L'arganeraie a été reconnue en 1998 comme Réserve de biosphère par l'UNESCO, puis en 2014 les savoir-faire liés à l'arganier ont été inscrits au patrimoine culturel immatériel de l'humanité. Cette double reconnaissance honore à la fois la valeur écologique du paysage (biodiversité, lutte contre la désertification) et la valeur culturelle des pratiques (récolte, concassage, production d'huile).
L'arbre à argan pousse-t-il ailleurs qu'au Maroc ?
À l'état naturel, non. L'arganier, Argania spinosa, est une espèce endémique du sud marocain. Quelques tentatives d'acclimatation ont eu lieu en Israël, en Algérie et en Espagne, avec des résultats limités. L'arbre a besoin d'un équilibre climatique très précis entre humidité océanique et sécheresse continentale qu'on ne retrouve que dans le Souss.
Pourquoi l'huile d'argan est-elle si chère ?
Le prix de l'huile d'argan reflète la rareté de l'arbre, la lenteur du rendement (il faut trente kilogrammes de fruits pour un litre d'huile), et le travail manuel impossible à mécaniser.
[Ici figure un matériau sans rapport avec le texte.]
PR #3742, opened 2020-03-21
Add unit tests for escape utility functions

kabirbaidhya:
Follow up PR from https://github.com/knex/knex/pull/3568.
- Add tests for the main escape creator function `makeEscape` covering various cases both with default and custom config.
- Add tests for `dateToString` utility function to cover various it's logical cases
- Fix a potential issue by adding a default argument - that would show up if just the date is passed:
   ```
   TypeError: Cannot read property 'timeZone' of undefined
   ```
**Test Cases**
image

### DIFF
--- a/lib/query/string.js
+++ b/lib/query/string.js
@@ -101,7 +101,7 @@ function escapeString(val, finalEscape, ctx) {
   return "'" + escapedVal + "'";
 }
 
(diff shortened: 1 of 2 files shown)


kibertoad:
Thanks a lot!

kibertoad:
Released in 0.20.13

PR #3748, opened 2020-03-23
CLI: adds support for asynchronous knexfile loading

flovilmart:
We plan to use knex CLI but our credentials are safely stored in a vault, which requires to be accessed asynchronously.

This PR adds the support for letting users have the knexfile options returned asynchronously.


bin/cli.js
```diff
@@ -28,9 +28,14 @@ const fsPromised = {
...
 
-function openKnexfile(configPath) {
-  const config = require(configPath);
-
+async function openKnexfile(configPath) {
+  let config = require(configPath);
+  if (typeof config  === 'function') {
+    config = config();
+  }
+  if (config instanceof Promise) {
```
kibertoad: This is redundant, you can simply await config() and if it's not a promise, it will just return the value.

test/cli/knexfile-test.spec.js
```diff
@@ -65,6 +65,33 @@ module.exports = {
         );
       });
 
+      it('Run migrations with knexfile returning function passed', () => {
```
kibertoad: Can you also add same tests for seeder execution? Ideally the two should work symmetrically.

kibertoad:
One thing that I'm concerned about is that this implements support for async knexfile usage in CLI context, but not for general knex usage, meaning knexfile is no longer universally applicable.

You may want to check out https://github.com/knex/knex/pull/3497 - it may potentially address your use-case; if it's not, we can proceed with your implementation.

Une huile d'argan authentique ne peut pas être bon marché. Un prix très bas est presque toujours le signe d'un mélange avec d'autres huiles végétales.
Quelle est la différence entre huile d'argan alimentaire et cosmétique ?
La différence principale tient à la torréfaction. Pour l'huile alimentaire, les amandons sont légèrement grillés avant pressage, ce qui donne une couleur plus foncée et un goût de noisette. Pour l'huile cosmétique, les amandons sont pressés crus, ce qui donne une huile plus claire, plus neutre en odeur, mieux adaptée à la peau et aux cheveux.